To all appearances, the Democrats never wanted for "courage" when it came time to spend other people’s money. Of late, they’ve even developed the "courage to tax", increasing every tax imaginable over the past five years, solidifying New Jersey’s unfortunate status as the most heavily taxed state in the nation.
Given their history, it’s difficult to take Democratic professions of concern over high taxes as anything more than rhetoric. Recall a few years back, when Governor Codey assumed the podium before the assembled State pooh-bahs to deliver the State of the State. The outlook, Hizonor proclaimed, was bleak. Codey observed that the state was broke, noted that the ever increasing costs of public pensions and benefits threaten fiscal disaster, and, akin perhaps to Bill Clinton, contended that the era of Big Government is over.
And, then, having accurately described the issues confronting the State, Codey did precisely nothing to address them, and rode that inaction to a crest of public popularity.
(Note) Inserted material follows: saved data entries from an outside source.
Issue #522, opened 2020-12-16
Introduce HttpClient lib


lucapette:
The idea is to extract the code we use to communicate with the api into its own library so that, soon enough, we can ship a NPM package in sync with the version of core (and add a clients section to the api reference of docs.airy.co).

Important bits of information:

- `HttpClient` may not be the best name _but_ it's practical and keeps the door open for `WebSocketClient`. We will rename the go library as well (and call the java one the same when we introduce it)
- We place it in `lib/typescript/httpclient` or `lib/typescript/clients/http` (but I think we have to keep the name to `HttpClient` either way). The placement under `lib/typescript` is part of the larger effort of introducing clients in different languages. A bit more about that in the next point.
- We put _all_ the payloads in the name directory (say `lib/typescript/httpclient/payload`, one payload per file. I understand it's a little tedious to do this manually, but the idea is exactly we won't do this over time. We plan to generate the payloads with bazel (haven't gone over the details yet so there's no issue in github. But there's multiple ways to achieve this)

lucapette:
this was done in #571  we will open a new issue to discuss further steps

PR #571, opened 2020-12-29
Feature/522 introduce httpclient lib

AudreyKj:
httpclient lib: ref issue [522](https://github.com/airyhq/airy/issues/522)


frontend/demo/src/actions/channel/index.ts
```diff
@@ -1,20 +1,13 @@
...
-  ChannelsPayload,
-  channelsMapper,
-  channelMapper,
-  connectChannelApiMapper,
-  disconnectChannelApiMapper,
   ConnectChannelRequestPayload,
   ExploreChannelRequestPayload,
   DisconnectChannelRequestPayload,
-} from '../../model/Channel';
+  AiryHttpClient,
```
lucapette, line 9: I would drop the `Airy` prefix (It's a comment I leave in most pull requests now so I'm considering adding some naming convention guide)

frontend/demo/src/actions/conversations/index.ts
```diff
@@ -1,9 +1,12 @@
 import {Dispatch} from 'redux';
 import {createAction} from 'typesafe-actions';
-import {doFetchFromBackend} from '../../api/airyConfig';
-
-import {Conversation, ConversationPayload, conversationsMapper} from '../../model/Conversation';
-import {ResponseMetadata} from '../../model/ResponseMetadata';
+import {
+  AiryHttpClient,
+  Conversation,
+  conversationsMapper,
```
lucapette, line 6: Gut feel tells me the mapper is a concern of the demo app more than the library. But, as I said, it's not structured feedback as I'm not sure I understand the code well enough so the comment is more to initiate a conversation around it

frontend/demo/src/actions/conversations/index.ts
```diff
@@ -34,17 +37,10 @@ export const removeErrorFromConversationAction = createAction(
...
-  metadata: ResponseMetadata;
-}
-
 export function fetchConversations() {
   return async (dispatch: Dispatch<any>) => {
     dispatch(loadingConversationsAction());
-    return doFetchFromBackend('conversations.list', {
-      page_size: 10,
-    })
+    return AiryHttpClient.fetchConversations()
```
lucapette, line 43: we should expose a payload that reflects https://docs.airy.co/api/http#list-conversations . To be fair the only way to know the exact payload at the moment is probably looking at the backend code. The point stays though: it's a library so we should expose, for example, the page size (maybe have a default sure) .

lucapette (changes requested):
OK did a first pass, Loving where we're going with this!

Happy to see we also moved the models. There's a few general things:

- I'm unsure about the mappers being either here or exposed (It feels like they should be private code... not sure 100%). But I'd delay the decision there till we address the existing comments and the next point (that way the code will look close to its final stage and will give us some clarity
- the payload dir should contain one file per payload (and nothing else) if we want that to be future proof (in terms of auto generation). So what I think would work is a folder structure like:
  - `payload`
  - `model`
  - `endpoints`

lib/typescript/httpclient/BUILD
```diff
@@ -0,0 +1,16 @@
...
+    name = "httpclient",
+    deps = [
+        "//lib/typescript/types",
+        "@npm//@types/node",
+        "@npm//lodash-es",
+        "@npm//react",
+        "@npm//redux",
+        "@npm//redux-starter-kit",
+        "@npm//typesafe-actions",
+    ],
```
lucapette, line 15: unless I'm misunderstanding the code, we shouldn't need more than the types as deps here?

lib/typescript/httpclient/README.md
```diff
@@ -0,0 +1,40 @@
...
+- fetchNextConversations
+
+TAGS 
+- getTags
+- createTag
+- updateTag
+- deleteTag
+
+USER 
+- loginViaEmail
```
lucapette, line 37: <3

lib/typescript/httpclient/BUILD
AudreyKj: yes totally, forgot to delete those

lib/typescript/httpclient/endpoints/getTags.ts
```diff
@@ -0,0 +1,43 @@
...
+const tagsMapper = (serverTags: Tag[]): Tag[] => {
+  const tags: Tag[] = [];
+  const _ = serverTags.map((tag: Tag) => {
+    tag.color = colorMapper(tag.color);
+    tags.push(tag);
+  });
+  return tags;
+};
+
+export function getTags() {
```
lucapette, line 34: i'd rename in style of the conversations changes. `listTags` (same for the payloads)

lib/typescript/httpclient/payload/ListConversationsResponse.ts
```diff
@@ -0,0 +1,7 @@
+import {ConversationPayload} from './ConversationPayload';
+import {ResponseMetadata} from './ResponseMetadata';
+
+export interface ListConversationsResponse {
```
lucapette, line 4:
```suggestion
export interface ListConversationsResponsePayload {
```

lucapette (changes requested):
Second pass!

This is looking better and better

lib/typescript/httpclient/model/Tag.ts
```diff
@@ -0,0 +1,34 @@
...
+
+export interface ModalType {
+  modal: {
+    type: string;
+    tagId: string;
+    tagName: string;
+    delete: string;
+    error: string;
+  };
+}
```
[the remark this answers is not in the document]
AudreyKj: for the types on Tags: yes they are def part of the demo app but they are reused across several pages / components so maybe we could create a Tag types file in demo for this local use

lib/typescript/httpclient/payload/index.ts
```diff
@@ -0,0 +1,17 @@
...
+export * from './ExploreChannelRequestPayload';
+export * from './ListConversationsResponsePayload';
+export * from './MessagePayload';
+export * from './ResponseMetadata';
+export * from './LoginViaEmailRequestPayload';
+export * from './UserPayload';
+export * from './ListTagsResponsePayload';
+export * from './TagPayload';
+export * from './CreateTagRequestPayload';
+export * from './ConversationListRequestPayload';
```
lucapette, line 17: `ListConversationsRequestPayload` would follow conventions

lib/typescript/httpclient/endpoints/listTags.ts
```diff
@@ -0,0 +1,28 @@
+import {doFetchFromBackend} from '../api';
+import {Tag, ColorTag} from '../model';
+import {ListTagsResponsePayload} from '../payload';
+
+const colorMapper = (color: string): ColorTag => {
+  const colors = ['BLUE', 'RED', 'GREEN', 'PURPLE'];
```
lucapette, line 6: I'd move out of the method definition. In order to simplify the code further we can also do something like:

```json5
  const tagMapper = {
  'BLUE': 'tag-blue',
  'RED': 'tag-red'
  // etc...
  }
```

that way we could remove the function all together as you could `tagMapper[color.toLowerCase()] || 'tag-blue'`

lib/typescript/httpclient/endpoints/listTags.ts
```diff
@@ -0,0 +1,28 @@
...
+  } else {
+    return 'tag-blue';
+  }
+};
+
+const tagsMapper = (serverTags: Tag[]): Tag[] => {
+  return serverTags.map(t => {
+    return {id: t.id, name: t.name, color: colorMapper(t.color)};
+  });
+};
```
lucapette, line 18: the map function here can be inlined (we'd save the return and the the single line would be good enough, not too long)

lib/typescript/httpclient/endpoints/loginViaEmail.ts
```diff
@@ -0,0 +1,24 @@
...
+const userMapper = (payload: UserPayload): User => {
+  const user: User = {
+    id: payload.id,
+    firstName: payload.first_name,
+    lastName: payload.last_name,
+    displayName: payload.first_name + ' ' + payload.last_name,
+    token: payload.token,
+  };
+  return user;
+};
```
lucapette, line 14: Not that I would necessarily change the code here, but I'm wondering if `return {...` would also work (given we're specifying the return type of the function anyway)

lib/typescript/httpclient/payload/index.ts
```diff
@@ -0,0 +1,17 @@
+export * from './ChannelApiPayload';
+export * from './ChannelsPayload';
+export * from './ConnectChannelRequestApiPayload';
+export * from './ConnectChannelRequestPayload';
+export * from './ConversationPayload';
```
lucapette, line 5: If I understand how the code is organised now, we could export only Request/Response payloads here and we probably should?

lib/typescript/httpclient/model/Tag.ts
```diff
@@ -0,0 +1,7 @@
+export type ColorTag = 'tag-blue' | 'tag-red' | 'tag-green' | 'tag-purple';
```
lucapette, line 1: I'd call the type `TagColor` I think, it seems more fitting? (naming is hard though and I may be getting this wrong)

lib/typescript/httpclient/endpoints/updateTag.ts
```diff
@@ -0,0 +1,12 @@
+import {doFetchFromBackend} from '../api';
+import {Tag} from '../model';
+
+export function updateTag(tag: Tag) {
+  return doFetchFromBackend('tags.update', {
+    id: tag.id,
+    name: tag.name,
+    color: tag.color,
+  })
```
lucapette, line 9: (honest question) would `{...tag}` would here?

lucapette (commented):
Last pass!

lib/typescript/httpclient/endpoints/loginViaEmail.ts
AudreyKj: it does work!

lib/typescript/httpclient/endpoints/updateTag.ts
AudreyKj: yesss the tag object has exactly the same format so it works!

lucapette (approved):
:shipit:

lucapette (approved):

Alas, it appears that the lesson the Dems learned from Codey’s experience is that if they openly and honestly admit the existence of an undeniable problem, their popularity soars, despite blithely continuing exactly the same policies which produced the crisis in the first instance. The majority makes headlines daily, receiving a media bye, for having the "courage to talk".
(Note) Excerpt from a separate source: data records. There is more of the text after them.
Issue #327, opened 2020-11-18
Introduce a release script that automates the process


pascal-airy:
The script has to be interactive so we can test things during the process.
We will consider using the git-flow tool which wraps some steps for us.
Need a way to push the release tag. "Git push origin —-tags" pushed all local tags

PR #586, opened 2021-01-06
[#327] Introduce a release script that automates the process

paulodiniz:
Fixes https://github.com/airyhq/airy/issues/327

But, heretofore, they have demonstrated absolutely no courage to act.
A cynic -- and I know one -- might assert that it’s all well choreographed political theater. Having gone through the exercise of talking about the problem, and entertaining the fiction that spending might actually be cut, (even sending Senator Sweeney out to encourage the view that curtailing outrageous public sector benefits is thinkable) the Dems will (with expressions of heartfelt sorrow) conclude that virtually every nickel of spending must be preserved (perhaps with some window dressing "cuts"), necessitating a large income tax increase on those "rich" folks making $50,000 per year or so. The Guv, despite his oft-stated aversion to income tax hikes, will cluck that he was forced into it by the Legislature.
Are the Dems serious about even considering spending cuts? Recollect that the constitutional convention proposal which passed the Assembly last term expressly forbade any consideration of spending cuts, despite the Majority’s oft-repeated contention that "everything was on the table". If cutting spending is the price which must be paid for property tax reform and relief -- and it is -- that’s a price the Dems have repeatedly been unwilling to even consider. If history is any example, their present willingness to talk simply represents grist for the media, providing cover for the inevitable income tax hikes on those misbegotten "rich" when no other "solutions" can be effected.
To reiterate, any property tax reform package which receives anything other than the undying enmity of the NJEA, the CWA, urban schools, and other assorted Spending Interests simply isn’t worth fussing over.
Talk is great; it’s taken five years to get the Dems to even permit a discussion on the subject. And an honest discussion it might yet turn out to be. But, ultimately, property tax reform/relief can only be achieved by substantial spending cuts. Those cuts will inevitably strike at the heart of the Democratic constituencies among public sector unions and urban districts. I remain persuaded that forced to choose between providing real property tax reform/relief, and maintaining the massive spending status quo, the Dems will opt for the latter.
I hope they prove me wrong, but it simply strikes me that if they were serious about property tax reform, they’d be Republicans.